> [ASSIGNED TASK]
Output only the stretch of the listing that starts at the line containing "PR #875, opened 2019-12-23" and ends at the line containing "Merged in https://github.com/stoplightio/spectral/pull/878", reproduced exactly with both ends.

> [DATASET]
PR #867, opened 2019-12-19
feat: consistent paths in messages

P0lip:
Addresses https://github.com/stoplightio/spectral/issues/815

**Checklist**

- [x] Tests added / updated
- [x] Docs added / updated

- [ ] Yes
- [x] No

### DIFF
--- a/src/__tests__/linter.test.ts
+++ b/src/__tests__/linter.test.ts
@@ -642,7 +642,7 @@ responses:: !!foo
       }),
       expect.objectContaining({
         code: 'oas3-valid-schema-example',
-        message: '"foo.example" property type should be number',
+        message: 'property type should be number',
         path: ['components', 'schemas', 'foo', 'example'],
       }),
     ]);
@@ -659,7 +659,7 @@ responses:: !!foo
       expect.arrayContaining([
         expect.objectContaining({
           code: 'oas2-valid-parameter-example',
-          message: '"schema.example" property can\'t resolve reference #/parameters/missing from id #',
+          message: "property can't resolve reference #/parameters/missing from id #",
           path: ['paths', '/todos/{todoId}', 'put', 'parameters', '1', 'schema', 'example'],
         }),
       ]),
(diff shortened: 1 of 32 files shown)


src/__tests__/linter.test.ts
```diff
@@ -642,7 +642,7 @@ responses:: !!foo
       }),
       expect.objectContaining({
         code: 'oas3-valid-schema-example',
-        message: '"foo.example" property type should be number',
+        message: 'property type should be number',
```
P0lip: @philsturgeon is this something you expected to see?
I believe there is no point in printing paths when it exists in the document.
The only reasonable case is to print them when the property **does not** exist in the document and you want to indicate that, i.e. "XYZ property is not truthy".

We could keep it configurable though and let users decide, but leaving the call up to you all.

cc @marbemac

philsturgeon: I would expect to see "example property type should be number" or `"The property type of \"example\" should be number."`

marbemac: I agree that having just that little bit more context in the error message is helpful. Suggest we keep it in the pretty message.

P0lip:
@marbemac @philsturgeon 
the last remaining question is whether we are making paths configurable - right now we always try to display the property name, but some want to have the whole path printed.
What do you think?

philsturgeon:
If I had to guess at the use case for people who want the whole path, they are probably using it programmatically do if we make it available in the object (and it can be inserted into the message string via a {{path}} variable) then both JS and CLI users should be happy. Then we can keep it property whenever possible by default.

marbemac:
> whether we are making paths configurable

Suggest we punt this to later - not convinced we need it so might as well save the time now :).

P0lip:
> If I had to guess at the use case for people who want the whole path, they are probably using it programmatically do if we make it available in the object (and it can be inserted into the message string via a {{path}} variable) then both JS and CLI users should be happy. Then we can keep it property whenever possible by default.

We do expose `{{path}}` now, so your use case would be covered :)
...
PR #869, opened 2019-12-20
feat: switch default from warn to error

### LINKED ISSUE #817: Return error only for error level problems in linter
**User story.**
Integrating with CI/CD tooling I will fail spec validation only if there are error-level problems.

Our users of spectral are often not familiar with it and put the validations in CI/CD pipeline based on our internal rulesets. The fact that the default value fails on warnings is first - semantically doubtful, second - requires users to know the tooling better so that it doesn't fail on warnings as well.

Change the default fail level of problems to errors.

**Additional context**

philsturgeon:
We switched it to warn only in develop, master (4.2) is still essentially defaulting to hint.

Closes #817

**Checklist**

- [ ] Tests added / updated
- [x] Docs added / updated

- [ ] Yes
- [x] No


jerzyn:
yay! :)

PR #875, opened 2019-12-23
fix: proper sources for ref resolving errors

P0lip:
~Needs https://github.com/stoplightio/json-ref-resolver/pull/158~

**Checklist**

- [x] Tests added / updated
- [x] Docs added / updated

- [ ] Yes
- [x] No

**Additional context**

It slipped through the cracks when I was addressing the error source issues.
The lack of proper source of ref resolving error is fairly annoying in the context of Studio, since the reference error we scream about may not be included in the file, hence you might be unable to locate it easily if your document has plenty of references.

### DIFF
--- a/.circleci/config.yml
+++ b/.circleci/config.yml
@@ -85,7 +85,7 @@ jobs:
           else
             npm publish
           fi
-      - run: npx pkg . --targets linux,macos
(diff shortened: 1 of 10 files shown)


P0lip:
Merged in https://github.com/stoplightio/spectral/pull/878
* * *
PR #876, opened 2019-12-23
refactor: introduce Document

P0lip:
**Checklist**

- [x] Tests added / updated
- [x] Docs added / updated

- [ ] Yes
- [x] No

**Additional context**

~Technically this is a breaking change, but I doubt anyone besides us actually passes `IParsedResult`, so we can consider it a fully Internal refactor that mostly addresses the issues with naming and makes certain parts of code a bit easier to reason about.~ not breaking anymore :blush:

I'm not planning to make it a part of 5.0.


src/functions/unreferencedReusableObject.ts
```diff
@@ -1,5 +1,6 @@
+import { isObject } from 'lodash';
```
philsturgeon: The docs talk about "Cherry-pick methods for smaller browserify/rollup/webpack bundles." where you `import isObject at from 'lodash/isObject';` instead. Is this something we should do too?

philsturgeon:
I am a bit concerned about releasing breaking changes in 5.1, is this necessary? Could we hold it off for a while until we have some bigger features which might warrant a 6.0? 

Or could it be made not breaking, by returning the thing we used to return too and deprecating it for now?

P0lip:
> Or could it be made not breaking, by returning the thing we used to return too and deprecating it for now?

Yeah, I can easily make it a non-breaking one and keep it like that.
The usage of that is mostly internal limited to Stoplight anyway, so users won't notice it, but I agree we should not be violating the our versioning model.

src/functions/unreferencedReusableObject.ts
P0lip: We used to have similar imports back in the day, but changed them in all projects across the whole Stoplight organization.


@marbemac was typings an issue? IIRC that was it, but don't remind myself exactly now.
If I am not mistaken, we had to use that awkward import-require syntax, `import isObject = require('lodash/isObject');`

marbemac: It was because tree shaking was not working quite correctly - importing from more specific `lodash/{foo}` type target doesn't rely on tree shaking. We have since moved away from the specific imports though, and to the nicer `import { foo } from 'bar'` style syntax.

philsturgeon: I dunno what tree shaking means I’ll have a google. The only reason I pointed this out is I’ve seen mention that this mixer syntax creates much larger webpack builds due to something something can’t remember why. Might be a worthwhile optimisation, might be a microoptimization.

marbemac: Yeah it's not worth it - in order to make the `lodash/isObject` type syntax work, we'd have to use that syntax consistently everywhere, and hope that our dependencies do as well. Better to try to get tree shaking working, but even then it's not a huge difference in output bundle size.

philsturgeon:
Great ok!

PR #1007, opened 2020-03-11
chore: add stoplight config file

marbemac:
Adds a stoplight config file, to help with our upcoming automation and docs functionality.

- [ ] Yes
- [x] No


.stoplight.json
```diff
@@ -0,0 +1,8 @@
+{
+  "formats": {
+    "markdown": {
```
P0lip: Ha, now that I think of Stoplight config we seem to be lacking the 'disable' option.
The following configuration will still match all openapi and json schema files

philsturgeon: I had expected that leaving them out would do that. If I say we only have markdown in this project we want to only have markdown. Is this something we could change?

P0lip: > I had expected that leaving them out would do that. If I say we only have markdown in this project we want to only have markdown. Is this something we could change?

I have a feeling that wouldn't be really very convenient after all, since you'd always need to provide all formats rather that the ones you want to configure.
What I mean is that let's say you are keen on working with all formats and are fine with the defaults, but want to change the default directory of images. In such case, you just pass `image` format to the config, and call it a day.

> [EXPECTED ANSWER]
PR #875, opened 2019-12-23
fix: proper sources for ref resolving errors

P0lip:
~Needs https://github.com/stoplightio/json-ref-resolver/pull/158~

**Checklist**

- [x] Tests added / updated
- [x] Docs added / updated

- [ ] Yes
- [x] No

**Additional context**

It slipped through the cracks when I was addressing the error source issues.
The lack of proper source of ref resolving error is fairly annoying in the context of Studio, since the reference error we scream about may not be included in the file, hence you might be unable to locate it easily if your document has plenty of references.

### DIFF
--- a/.circleci/config.yml
+++ b/.circleci/config.yml
@@ -85,7 +85,7 @@ jobs:
           else
             npm publish
           fi
-      - run: npx pkg . --targets linux,macos
(diff shortened: 1 of 10 files shown)


P0lip:
Merged in https://github.com/stoplightio/spectral/pull/878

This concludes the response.